Exercise requirements :: Report the tally of lines featuring the word "Adds" in the entries below, without anything else.

Provided material ::
PR #334, opened 2024-01-17
add more error boundaries to browse datasets page

codemonkey800:
#215

- Adds `getErrorMessage()` util function
- Updates `sendLogs()` to accept `...logs: LogEntry[]` instead of `logs: LogEntry[]`
- Moves table error boundaries to `Table` component
- Add `sendLogs()` for column creation


kne42 (approved):
LGTM!

Issue #34, opened 2023-09-28
all runs associated with dataset (list view)


junxini:
**User story:** (3.5) I want to see all runs associated with this dataset + filter/sort within the dataset so that I can easily navigate large amounts within dataset

**Tasks** 
- [ ] filter within a dataset page to narrow down on runs [Full list here](https://docs.google.com/spreadsheets/d/16mjJEitfU1rPD4wwyjD4e1j230gXvAic9iTvJFDB9DA/edit?pli=1#gid=1927013063)
- [ ] sort by name, tilt series quality, annotated object count (see designs for final list)

**Link to design:**

Janeece:
Screenshot from design ( for general reference):

![Image](https://github.com/chanzuckerberg/cryoet-data-portal/assets/63013360/8f222b9a-0873-4aae-aa33-2d612d412269)

PR #407, opened 2024-01-24
single dataset filter

codemonkey800:
#34
#456

- Adds a filter panel to the single dataset page
  - Quality score filter
  - Tilt range filter
- Fixes bug with tilt range not using `AND` correctly when min and max is defined

## Demos

https://dev-filter-test.cryoet.dev.si.czi.technology/browse-data/datasets

image

image

image

image

image

### DIFF
--- a/frontend/packages/data-portal/app/components/Filters/TiltRangeFilter.tsx
+++ b/frontend/packages/data-portal/app/components/Filters/TiltRangeFilter.tsx
@@ -76,7 +76,7 @@ export function TiltRangeFilter() {
         .with([P.not(''), ''], () => [
           {
             value: t('valueToValue', {
-              value1: t('unitDegree', { value: tiltMin }),
+              value1: t('unitDegree', { value: tiltMinParam }),
               value2: t('unitDegree', { value: DEFAULT_TILT_RANGE_MAX }),
             }),
           },
@@ -85,15 +85,15 @@ export function TiltRangeFilter() {
           {
             value: t('valueToValue', {
               value1: t('unitDegree', { value: DEFAULT_TILT_RANGE_MIN }),
-              value2: t('unitDegree', { value: tiltMax }),
+              value2: t('unitDegree', { value: tiltMaxParam }),
             }),
           },
         ])
         .with([P.not(''), P.not('')], () => [
           {
             value: t('valueToValue', {
-              value1: t('unitDegree', { value: tiltMin }),
-              value2: t('unitDegree', { value: tiltMax }),
+              value1: t('unitDegree', { value: tiltMinParam }),
+              value2: t('unitDegree', { value: tiltMaxParam }),
             }),
           },
         ])
@@ -108,17 +108,13 @@ export function TiltRangeFilter() {
       }}
       onCancel={() => {
         setTiltMin(tiltMinParam)
-        setTiltMin(tiltMaxParam)
+        setTiltMax(tiltMaxParam)
       }}
       onRemoveFilter={() => {
         updateValues({
           [QueryParams.TiltRangeMin]: null,
           [QueryParams.TiltRangeMax]: null,
         })
-      }}
-      onOpen={() => {
-        setTiltMin('')
-        setTiltMax('')
       }}
     >
       <div className="flex flex-col gap-sds-xs max-w-[320px] mt-sds-xs">


frontend/packages/data-portal/app/utils/filter.ts
```diff
@@ -0,0 +1,42 @@
...
+
+export function getTiltRangeFilter(
+  initialTiltMin: string,
+  initialTiltMax: string,
+) {
+  let tiltMin = getTiltValue(initialTiltMin)
+  let tiltMax = getTiltValue(initialTiltMax)
+
+  if (isNumber(tiltMin) && !isNumber(tiltMax)) {
+    tiltMax = DEFAULT_TILT_MAX
```
manasaV3, line 22: Curious on how we arrived at the `DEFAULT_TILT_MAX` and `DEFAULT_TILT_MIN` values?

frontend/packages/data-portal/app/components/RunFilter/RunFilter.tsx
```diff
@@ -0,0 +1,19 @@
+import { TiltRangeFilter } from 'app/components/Filters'
+import { useI18n } from 'app/hooks/useI18n'
+
+import { QualityScoreFilter } from './QualityScoreFilter'
+
+export function RunFilter() {
+  const { t } = useI18n()
+
+  return (
+    <div className="px-sds-l flex flex-col gap-1">
```
kne42, line 10: use `gap-sds-xxxs` here instead

kne42 (approved):
one nit otherwise LGTM!

frontend/packages/data-portal/app/utils/filter.ts
manasaV3: @Janeece, sorry if this was addressed elsewhere; the minimum angle values can be negative, so we are being restrictive with our default value of 0. 

What do you think about either setting min and max defaults dynamically from the DB or not adding them to the filter when not explicitly specified?

Janeece: This should be consistent with how we implemented it on the all datasets filter. How is that one working?

HOWEVER, I think its good to question this filter — its design is proving to be confusing and i think i finally understand why it doesn't line up. 

Tilt range is the angle between the min and max tilt angles (-60min tilt angle to 60 max title angle = 180° tilt range). 

The filter can either (1) let users pick a single tilt range, like 60° tilt range, or (2) let users pick a range of tilt ranges, like 20° to 180° tilt range. 

1. Would result in a narrow filter, only one tilt range some value between 0° and 180° (ex filter by 180° tilt range). The min/max filter inputs in this case would be the min and max tilt angles (could be negative, like -60° to 60°)
2. Would let users filter by a range of tilt ranges, so any range between the min and max tilt range would be ok. The min/max filter inputs would be the minimum tilt range to the maximum tilt range (must be positive, like 0 to 180°). 

My understanding is that this filter should be accomplishing (2). But the copy (and maybe the form structure) are actually describing (1)  

I need to re-confirm with which it is with Anchi/Utz to know how to correct the confusion.

Janeece: Additionally, on the single run page we present tilt range as the min to max angle, not the range total

Janeece:
Design feedback:

### General
- seems like the spacing and type size issues kandarp called out are resolved

### Tilt Range filter
- [ ] Critical - When i try to remove an applied tilt range a 0° to 0° filter is applied instead of removeing the filter (behaviorally, this resets range to 0° to 180°) 
Screenshot 2024-02-01 at 11 48 00 AM
- [ ] I need to look into the [confusing parts of the design](https://github.com/chanzuckerberg/cryoet-data-portal/pull/407#discussion_r1475058207) with this filter, but it is behaving how i expect. 

### Tilt Series Quality Score
- [ ]Low severity - The menu item check is not correctly aligned 
Screenshot 2024-02-01 at 11 55 34 AM
- [ ] Low/medium severity - selection tag is displaying next to the filter instead of below 
Screenshot 2024-02-01 at 11 55 45 AM

frontend/packages/data-portal/app/utils/filter.ts
```diff
@@ -0,0 +1,42 @@
+import { isNumber } from 'lodash-es'
+
+import { Runs_Bool_Exp } from 'app/__generated__/graphql'
+import { DEFAULT_TILT_MAX, DEFAULT_TILT_MIN } from 'app/constants/tiltSeries'
```
manasaV3, line 4: Nit: Could these constants be renamed as `DEFAULT_TILT_RANGE_MAX` and `DEFAULT_TILT_RANGE_MIN`?

Janeece:
@codemonkey800 looks good Jeremy, thank you!

One small thing i noticed (not a blocker, i'd say low severity) - when i apply a min/max value and then reopen the filter to edit, the values i previously applied are not there. I'd expect my values to still be in the fields when I reopen.

manasaV3 (approved):
lgtm!

Issue #358, opened 2024-01-18
filter on single dataset page - to narrow down runs by Annotation Object Name


junxini:
Add another filter to the single dataset page:

- [ ] title of filter: Annotation Object Name 
- [ ] filter dropdown to list all annotation object names that are included in the dataset (i.e., the filter dropdown values will change depending on what is available for that given dataset)
- [ ] filter type: multi-select
- [ ] filter will match the existing "Object Name" filter functionality found on the browse data page

junxini:
@codemonkey800 i've added this to the sprint queue since it was groomed during backlog refinement. please feel free to move back if you cannot take this on in sprint 2!

PR #417, opened 2024-01-29
annotated object name filter

codemonkey800:
Implements #358
Depends on #407

- Creates reusable annotated object name filter component for use on the dataset and run filters
- Adds name filter to the run filter

## Demo

https://dev-filter-test.cryoet.dev.si.czi.technology/browse-data/datasets

image


kne42:
any chance you can spin up a dev server for ppl to test with?

Janeece:
@codemonkey800 Only thing I noticed is happening with the tilt quality too — filter tag is showing beside the filter dropdown instead of below
Screenshot 2024-02-01 at 12 04 50 PM

Issue #343, opened 2024-01-18
There is a refresh hapenning while navigating from page to page and the loader is flashed


lauramarcos:
Steps to Reproduce

1. Go to https://cryoetdataportal.czscience.com/
2. Click on Browse Data
3. Click on a Dataset Name
4. Click on "Back to Results"

**Actual Results**
Loader is displayed for a moment

**Evidence**

https://github.com/chanzuckerberg/cryoet-data-portal/assets/63799148/9803268a-0c6b-45ec-b2ae-4fbf1ab2bcc5

junxini:
i think there was a PR that fixed this. could you help verify @lauramarcos?

lauramarcos:
This is no longer showing up.. closing bug.. thank you!

PR #428, opened 2024-01-31
fix refresh bug on initial load

codemonkey800:
#343

Fixes issue with loader flashing momentarily on initial load. The root cause was we were calling `setSearchParams()` on initial load, which forces a refetch and re-render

Written response :: 3